# Critique my fish please (:



## Kalari32 (Jan 10, 2013)

I bought him from a breeder, and now I am interested in showing Frost. He is 8 months of age. Let me know if you think I should show him!


----------



## MrVampire181 (May 12, 2009)

IBC member? Have documentation of permission from breeder to show him? 

I hardly read the standards for CT and I think I forgot my login for the IBC so I can't tell you much on him.


----------



## DiiQue (Jul 15, 2012)

Technically, if you did not breed the fish yourself, or gotten written permission from the breeder (not sure on the last part), that you wouldnt be able to enter.. As that is basically taking credit for someone else's work. Nice fish though... I dont trust my eye enough right now to critique, so I'll let the more experienced folks do that.


----------



## aemaki09 (Oct 23, 2012)

He actually looks really good
But like everyone else said, you'll have to spawn him and show fry of his, or get permission from the breeder, which I honestly doubt they would give you since its their work and not yours


----------



## Kalari32 (Jan 10, 2013)

I have permission from my breeder  I was wondering if he would do any good at shows


----------



## Kalari32 (Jan 10, 2013)

DiiQue said:


> Technically, if you did not breed the fish yourself, or gotten written permission from the breeder (not sure on the last part), that you wouldnt be able to enter.. As that is basically taking credit for someone else's work. Nice fish though... I dont trust my eye enough right now to critique, so I'll let the more experienced folks do that.
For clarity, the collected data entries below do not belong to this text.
PR #1714, opened 2019-10-04
Validate schema config to ensure table period is a multiple of buckets period

pracucci:
The `schema_config` uses `dailyBuckets()` (starting from `v2`) to generate the buckets where indexes/chunks should be stored. The bucket also contains `tableName`, so it effectively drives to which table data is read//written.

Due to how `dailyBuckets()` is implemented, it constructs the `tableName` as function of the day bucket (with time `00:00:00`). Because of this, reads/writes occurs on index/chunk tables whose name is constructed with a daily-approximated numbering.

If the table period is not a multiple of `24h`, the table manager will create/update/delete tables with a naming not matching the real one (generated by `dailyBuckets()`).

After a [brief discussion with Brian on Slack](https://cloud-native.slack.com/archives/CCYDASBLP/p1570008064266600), in this PR I'm proposing to introduce a validation which prevents cortex to start if the table period is not a multiple of the buckets period.

### DIFF
--- a/pkg/chunk/schema_config.go
+++ b/pkg/chunk/schema_config.go
@@ -1,6 +1,7 @@
 package chunk
 
 import (
+	"errors"
 	"flag"
 	"fmt"
 	"os"
@@ -21,6 +22,11 @@ const (
 	secondsInDay       = int64(24 * time.Hour / time.Second)
 	millisecondsInHour = int64(time.Hour / time.Millisecond)
 	millisecondsInDay  = int64(24 * time.Hour / time.Millisecond)
+)
+
+var (
+	errInvalidSchemaVersion = errors.New("invalid schema version")
+	errInvalidTablePeriod   = errors.New("the table period must be a multiple of 24h (1h for schema v1)")
 )
 
 // PeriodConfig defines the schema and tables to use for a period of time
@@ -116,8 +122,7 @@ func (cfg *LegacySchemaConfig) RegisterFlags(f *flag.FlagSet) {
 	cfg.ChunkTables.RegisterFlags("dynamodb.chunk-table", "cortex_chunks_", f)
 }
 
-// translate from command-line parameters into new config data structure
-func (cfg *SchemaConfig) translate() error {
+func (cfg *SchemaConfig) loadFromFlags() error {
 	cfg.Configs = []PeriodConfig{}
 
 	add := func(t string, f model.Time) {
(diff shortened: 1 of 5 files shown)


khaines:
Thanks, @pracucci for the work on this! This is very needed as more people use cortex and are unaware of the dependency dailyBuckets() has on the period tables

pkg/cortex/cortex.go
```diff
@@ -108,6 +108,17 @@ func (c *Config) RegisterFlags(f *flag.FlagSet) {
 	flag.IntVar(&chunk_util.QueryParallelism, "querier.query-parallelism", 100, "Max subqueries run in parallel per higher-level query.")
 }
 
+// Validate the cortex config and returns an error if the validation
+// doesn't pass
+func (c *Config) Validate() error {
+	err := c.Schema.Validate()
```
bboreham: I can't see how `Load()` is called before we get here - won't it just be blank?

pracucci: To my understanding, there are three ways to configure the schema config in Cortex:
1. Everything passed as CLI flag
2. Everything passed as CLI flag, but schema config as file via `-config-yaml`
3. The whole config is a yaml via `-config.file`

In the case 3, the schema config is already loaded at this stage and we should validate it here, because the `SchemaConfig.Load()` (called later) will be a no-op (it skips if `len(cfg.Configs) > 0`).

Am I missing anything?

pkg/chunk/schema_config.go
```diff
@@ -116,8 +122,8 @@ func (cfg *LegacySchemaConfig) RegisterFlags(f *flag.FlagSet) {
 	cfg.ChunkTables.RegisterFlags("dynamodb.chunk-table", "cortex_chunks_", f)
 }
 
-// translate from command-line parameters into new config data structure
-func (cfg *SchemaConfig) translate() error {
+// loadFromFlags loads the schema config from command-line flags
```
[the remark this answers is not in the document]
pracucci: You're right. Removed it.

pkg/cortex/cortex.go
bboreham: I didn’t even know it was possible to put the schema in the same file, ie case 3. 
What happens in case 1? Does that deserve a comment?

pracucci: > What happens in case 1?

In case 1, all flags are parsed by `flag.Parse()` (`main.go`) and the schema config validation is triggered by `SchemaConfig.Load()`.

However, you comment made me realize that my change set doesn't trigger the overall config validation in case of config passed as CLI flags in all cases, so I've pushed a change to fix it (_shouldn't be an issue with the current change set, cause we validate only the schema config, but this PR should be considered the scaffolding for further validations, it's better to have it right first_).

bboreham: Ah, the other thing I was confused about is that it isn't possible to set the period from the CLI, so case 1 doesn't need checking.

I do indeed have permission from the breeder


----------



## MrVampire181 (May 12, 2009)

With permission from the breeder then you can go ahead and show him. Reading my book from Victoria Parnell and he looks decent (kind of an odd angle). He might do well in the new breeders class.


----------



## Basement Bettas (May 12, 2012)

If you are here in the US you really need to have bred the fish., You may be able to enter as a "team" with the breeder according to the rules. But using a fish you have not bred tends to rub most breeders the wrong way here. Even if done according to the rules. I'd breed him and show his offspring. It is the raising of the fish that marks a good breeder as well as choosing the quality of the parents. Buying a nice fish does not count.. raising a nice fish does.. at least here.

He has pretty good fin reduction but needs more of the 180 spread. His color needs cleaned up too. Body color is bleeding into the fins and is a fault. Those fins need to be solid red. nice looking fish.. find a good female and you should have some fish to show in the later shows.


----------



## dramaqueen (Jul 7, 2008)

Another thing about breeding then showing the offspring is that you have the satisfaction of knowing that you had a hand in creating something so beautiful.


----------



## aemaki09 (Oct 23, 2012)

dramaqueen said:


> Another thing about breeding then showing the offspring is that you have the satisfaction of knowing that you had a hand in creating something so beautiful.


 
++++++++++1 
I dont want to sound rude, that isn't my intention at all. I just dont understand why you want to show a fish that you had nothing to do with making what it is.
Like with horses, yeah, you can buy a nice horse, but you have to work with it to get it to a showable level. Same with rabbits, and dogs, and all of that. With fish that isnt the case. Yeah, you have to make them flare to build strength and feed them, but thats as simple as a mirror and food. You really arent proving you accomplished anything yourself by sending someone elses work to a show.


----------



## dramaqueen (Jul 7, 2008)

I understand what you're saying and you're not being rude at all. I think what you're saying is that if you want to do the show stuff you really need to breed your own fish. But are there any alternatives for people who would like to show but not breed? Or do those things go hand in hand?


----------



## Basement Bettas (May 12, 2012)

What happens is people take what they know of showing from the horse or dog world and see fish through the same eyes. I think other countries allow you to buy a fish and then show it. But here it is very different. US breeders will see your showing a fish you have not done 100 water changes on as unethical. So it probably is not WANTING to do that as much as wanting to show and trying to go about it the same way as with other animals. Hopefully we can provide the proper education.. that is what this section is all about.


----------



## aemaki09 (Oct 23, 2012)

I think that IBC shows, in the states, should be only for fish bred by the shower.
But it would be interesting to have shows for people that arent interested in or able to breed too. Maybe we could get someone to sponsor them through here or something since there seems to be a lot of interest. Taking a short video and picture of your fish in full flare, possibly an entry fee, getting someone who knows their stuff to judge, and paying out to the top 3 fish? I don't know if that would be possible on this site in any way, but I think itd be worth doing.


----------



## DiiQue (Jul 15, 2012)

<Previous content removed by poster>

I decided to create a new thread so as not to hijack this one. =)


----------